◆ Exercise goal
In the entries below, the word "will" appears on some lines. Copy each of those lines.

[Materials provided]

PR #7296, opened 2018-10-05
MULE-15788 More details when DefaultExpressionManager.validateExpression fails

rscadrde:
Add more details.

https://support.mulesoft.com/s/case/50034000015fyNqAAI/orgmuleexpressiondefaultexpressionmanagerisvalidexpressionstring-hides-details

### DIFF
--- a/core/src/main/java/org/mule/expression/DefaultExpressionManager.java
+++ b/core/src/main/java/org/mule/expression/DefaultExpressionManager.java
@@ -103,7 +103,7 @@ public class DefaultExpressionManager implements ExpressionManager, MuleContextA
 
     /**
      * Checks whether an evaluator is registered with the manager
-     * 
+     *
      * @param name the name of the expression evaluator
      * @return true if the evaluator is registered with the manager, false otherwise
      */
@@ -114,7 +114,7 @@ public class DefaultExpressionManager implements ExpressionManager, MuleContextA
 
     /**
      * Checks whether an enricher is registered with the manager
-     * 
+     *
      * @param name the name of the expression enricher
      * @return true if the enricher is registered with the manager, false otherwise
      */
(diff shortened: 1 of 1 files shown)


core/src/main/java/org/mule/expression/DefaultExpressionManager.java
```diff
@@ -598,6 +598,9 @@ public boolean isValidExpression(String expression)
         catch (InvalidExpressionException e)
         {
             logger.warn(e.getMessage());
+            if (logger.isDebugEnabled()) {
+            	logger.debug("Exception when checking '"+expression+"'", e);
```
afelisatti: This should be something like `"Expression '" + expression + "' is invalid."`

core/src/main/java/org/mule/expression/DefaultExpressionManager.java
```diff
@@ -656,7 +659,7 @@ public Object match(String token)
         else if (!match.get())
         {
             throw new InvalidExpressionException(expression,
-                "Expression string is not an expression.  Use isExpression(String) to validate first");
+                "Expression '"+expression+"' is not an expression.  Use isExpression(String) to validate first");
```
afelisatti: I don't think the "string" part should be removed, because otherwise it sounds like the expression is not an expression which is confusing.

afelisatti:
@rscadrde, thank you for this contribution. Can you send the PR against the `mule-3.x` branch? We will cherry-pick it to other versions. Please also check the code format throughout to match ours (braces, spaces and so on). Also, we will need you to sign our contributors agreement before merging this (https://github.com/mulesoft/contributor-agreements).

core/src/main/java/org/mule/expression/DefaultExpressionManager.java
rscadrde: (y)

rscadrde:
I limited the change to the isValidExpression method.

See https://github.com/mulesoft/mule/pull/7302

PR #7302, opened 2018-10-05
MULE-15788 More details when DefaultExpressionManager.validateExpression fails

rscadrde:
MULE-15788 More details when DefaultExpressionManager.validateExpression fails

added expression string in case InvalidExpressionException is thrown
and allow logging complete stacktrace on debug level.

https://support.mulesoft.com/s/case/50034000015fyNqAAI/orgmuleexpressiondefaultexpressionmanagerisvalidexpressionstring-hides-details

### DIFF
--- a/core/src/main/java/org/mule/expression/DefaultExpressionManager.java
+++ b/core/src/main/java/org/mule/expression/DefaultExpressionManager.java
@@ -597,7 +597,7 @@ public class DefaultExpressionManager implements ExpressionManager, MuleContextA
         }
         catch (InvalidExpressionException e)
         {
-            logger.warn("Expression '" + expression + "' is invalid: " + e.getMessage());
+            logger.warn(e.getMessage());
             if (logger.isDebugEnabled())
             {
             	logger.debug("Expression '" + expression + "' is invalid.", e);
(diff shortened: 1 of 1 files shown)


rscadrde:
Follow up for https://github.com/mulesoft/mule/pull/7296

core/src/main/java/org/mule/expression/DefaultExpressionManager.java
```diff
@@ -597,7 +597,11 @@ public boolean isValidExpression(String expression)
         }
         catch (InvalidExpressionException e)
         {
-            logger.warn(e.getMessage());
+            logger.warn("Expression '" + expression + "' is invalid: " + e.getMessage());
```
afelisatti: This will result in 2 almost identical log lines in some scenarios. I think it's best to just keep the debug one.

rscadrde: Fine for me.

afelisatti:
Thanks for the contribution, @rscadrde. I'll be cherry-picking this to 3.9.x and 3.8.x soon.

PR #7307, opened 2018-10-09
EE-6323: Introduce WebSockets connector

marianogonzalez:


modules/http-api/src/main/java/org/mule/runtime/http/api/server/ws/WebSocketHandlerManager.java
```diff
@@ -0,0 +1,37 @@
...
+ * @since 4.1.5 as experimental
+ */
+@NoImplement
+@Experimental
+public interface WebSocketHandlerManager {
+
+  /**
+   * Allows access to the handler.
+   */
+
```
afelisatti: bad java doc

modules/http-api/src/main/java/org/mule/runtime/http/api/ws/WebSocket.java
```diff
@@ -0,0 +1,108 @@
...
+
+  /**
+   * @return The {@link URI} of the endpoint that received the originating HTTP request.
+   */
+  URI getUri();
+
+  /**
+   * @return an immutable list with the groups to which {@code this} socket belongs to. Maybe empty but never null.
+   */
+  List<String> getGroups();
```
afelisatti: Why does the socket needs this? Sounds like some other entity should be handling the grouping.

modules/http-api/src/main/java/org/mule/runtime/http/api/ws/WebSocketCloseCode.java
```diff
@@ -0,0 +1,79 @@
...
+   * Indicates that an endpoint is terminating the connection due to a protocol error.
+   */
+  PROTOCOL_ERROR(1002),
+  /**
+   * Indicates that an endpoint is terminating the connection because it has received a type of data it cannot accept
+   * (e.g. an endpoint that understands only text data may send this if it receives a binary message.)
+   */
+  INVALID_DATA(1003),
+  /**
+   * indicates that an endpoint is terminating the connection because it has received a message that is too large.
```
afelisatti: `Indicates`

modules/http-api/src/main/java/org/mule/runtime/http/api/ws/WebSocketProtocol.java
```diff
@@ -0,0 +1,53 @@
...
+import org.mule.api.annotation.Experimental;
+
+/**
+ * The supported protocols
+ */
+@Experimental
+public enum WebSocketProtocol {
+
+  /**
+   * {@code ws} protocol. Used then the Upgrade request was sent over standard HTTP
```
afelisatti: `Used when`?

modules/http-api/src/main/java/org/mule/runtime/http/api/ws/WebSocketProtocol.java
```diff
@@ -0,0 +1,53 @@
...
+   */
+  WS("ws"),
+
+  /**
+   * {@code wss} protocol. Used then the Upgrade request was sent over standard HTTPS
```
afelisatti: Same

modules/http-api/src/main/java/org/mule/runtime/http/api/ws/FragmentHandler.java
```diff
@@ -0,0 +1,51 @@
...
+ * Allows to channel the information of a multi fragment Web Socket message into an {@link InputStream}.
+ * <p>
+ * Clients <b>MUST</b> always invoke either {@link #complete()} or {@link #abort()} once the multi fragment
+ * message is over.
+ *
+ * @since 4.1.5 as experimental
+ */
+@Experimental
+@NoImplement
+public interface FragmentHandler {
```
afelisatti: Why is this part of the API? I don't see any references so I can't understand why you would need it at this level.

modules/http-api/src/main/java/org/mule/runtime/http/api/client/ws/WebSocketCallback.java
```diff
@@ -0,0 +1,51 @@
...
+
+/**
+ * A Callback to receive outbound {@link WebSocket} events.
+ * <p>
+ * Implementations <b>MUST</b> be thread safe
+ *
+ * @since 4.1.5 as experimental
+ */
+@Experimental
+public interface WebSocketCallback {
```
afelisatti: How would the callback relate to the future? Particularly in regards to `onConnect`.

modules/http-api/src/main/java/org/mule/runtime/http/api/exception/InvalidStatusCodeException.java
```diff
@@ -0,0 +1,37 @@
...
+
+import org.mule.api.annotation.Experimental;
+
+/**
+ * Exceptions to be thrown when a received status code was not between the expected range
+ *
+ * @since 4.1.5 as experimental
+ */
+@Experimental
+public class InvalidStatusCodeException extends Exception {
```
afelisatti: Where is this used? Why isn't it reference in any java docs?

modules/http-api/src/main/java/org/mule/runtime/http/api/server/ws/WebSocketConnectionHandler.java
```diff
@@ -0,0 +1,48 @@
...
+  String getSocketId(WebSocketRequest request);
+
+  /**
+   * Invoked when the {@code socket} is established
+   *
+   * @param socket  the established {@link WebSocket}
+   * @param request the inbound {@link WebSocketRequest request}
+   * @throws WebSocketConnectionRejectedException if the connection is refused by the owning server
+   */
+  void onConnect(WebSocket socket, WebSocketRequest request) throws WebSocketConnectionRejectedException;
```
afelisatti: This will be triggered each time a new web socket is created as a result of an incoming request? How does this relate to `getSocketId`? Seems like first, a socket id will be established since that is needed for a `WebSocket` instance so that would actually execute before the `onConnect`?

afelisatti:
@marianogonzalez You will need to change the associated issue to a MULE one.

modules/http-api/src/main/java/org/mule/runtime/http/api/client/DefaultHttpRequestOptions.java
```diff
@@ -0,0 +1,70 @@
...
+
+import java.util.Optional;
+
+/**
+ * Basic implementation of {@link HttpRequestOptions}. Instances can only be obtained through {@link HttpRequestOptionsBuilder}.
+ *
+ * @since 4.1.5 as experimental. GA in 4.2
+ */
+@Experimental
+class DefaultHttpRequestOptions implements HttpRequestOptions {
```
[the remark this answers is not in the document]
marianogonzalez: ?

modules/http-api/src/main/java/org/mule/runtime/http/api/domain/message/MessageWithHeaders.java
```diff
@@ -0,0 +1,62 @@
...
+  String getHeaderValue(String headerName);
+
+  /**
+   * @param headerName name of the header
+   * @return first value of the header, regardless of the case
+   *
+   * @deprecated The underlying implementation is already case-insensitive. Use {@link #getHeaderValue(String)}
+   */
+  @Deprecated
+  String getHeaderValueIgnoreCase(String headerName);
```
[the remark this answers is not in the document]
marianogonzalez: This is just extracting the contracts we currently have. If these methods are api, we have to keep them. We could disaggregate this further to have a `clean` api defined, but I think that would only add additional complexity

modules/http-api/src/main/java/org/mule/runtime/http/api/ws/FragmentHandler.java
marianogonzalez: because I suck. moved to EE

modules/http-api/src/main/java/org/mule/runtime/http/api/client/ws/WebSocketCallback.java
marianogonzalez: it doesn't. Grizzly completes the future after these methods are executed. It's a good thing that these callbacks are decoupled from the threading model

modules/http-api/src/main/java/org/mule/runtime/http/api/exception/InvalidStatusCodeException.java
marianogonzalez: it's used in the EE impl and in the connector as well

modules/http-api/src/main/java/org/mule/runtime/http/api/server/ws/WebSocketConnectionHandler.java
marianogonzalez: getSocketId is invoked first. This is invoked after.

modules/http-api/src/main/java/org/mule/runtime/http/api/client/DefaultHttpRequestOptions.java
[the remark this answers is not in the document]
afelisatti: I didn't know you moved stuff from 4.2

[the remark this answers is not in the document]
marianogonzalez: there's no other way of ensuring compatibility between the 4.1.5 and 4.2 versions of it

[/Materials provided]

◆ The answer
@rscadrde, thank you for this contribution. Can you send the PR against the `mule-3.x` branch? We will cherry-pick it to other versions. Please also check the code format throughout to match ours (braces, spaces and so on). Also, we will need you to sign our contributors agreement before merging this (https://github.com/mulesoft/contributor-agreements).
afelisatti: This will result in 2 almost identical log lines in some scenarios. I think it's best to just keep the debug one.
afelisatti: This will be triggered each time a new web socket is created as a result of an incoming request? How does this relate to `getSocketId`? Seems like first, a socket id will be established since that is needed for a `WebSocket` instance so that would actually execute before the `onConnect`?
@marianogonzalez You will need to change the associated issue to a MULE one.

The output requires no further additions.